Despite being composed of immobile cells, plants reorient along directional stimuli. The hormone auxin is redistributed in stimulated organs leading to differential growth and bending. Auxin application triggers rapid cell wall acidification and elongation of aerial organs of plants, but the molecular players mediating these effects are still controversial. Here we use genetically-encoded pH and auxin signaling sensors, pharmacological and genetic manipulations available for Arabidopsis etiolated hypocotyls to clarify how auxin is perceived and the downstream growth executed. We show that auxin-induced acidification occurs by local activation of H+-ATPases, which in the context of gravity response is restricted to the lower organ side. This auxin-stimulated acidification and growth require TIR1/AFB-Aux/IAA nuclear auxin perception. In addition, auxin-induced gene transcription and specifically SAUR proteins are crucial downstream mediators of this growth.

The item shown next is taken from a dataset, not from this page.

PR #1154, opened 2021-04-15
Prognostic run report: hardcode color limits for zonal avg - pressure bias figures

AnnaKwa:
This PR changes the matplotlib figure code in the prognostic run diags to group runs for the same variable together so they can be plotted with a single color bar in a more condensed figure.

Right now the bias plots are contour plots and the Hovmoller and time averaged lat-pressure profiles are pcolormesh. I'm open to preferences on what plot to use for different quantities.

Our study provides strong experimental support for the acid growth theory and clarified the contribution of the upstream auxin perception mechanisms.
- Jiří Friml
- Matyáš Fendrych
The funders had no role in study design, data collection and interpretation, or the decision to submit the work for publication.
- Gary Stacey, University of Missouri, United States
© 2016, Fendrych et al.
This article is distributed under the terms of the Creative Commons Attribution License permitting unrestricted use and redistribution provided that the original author and source are credited.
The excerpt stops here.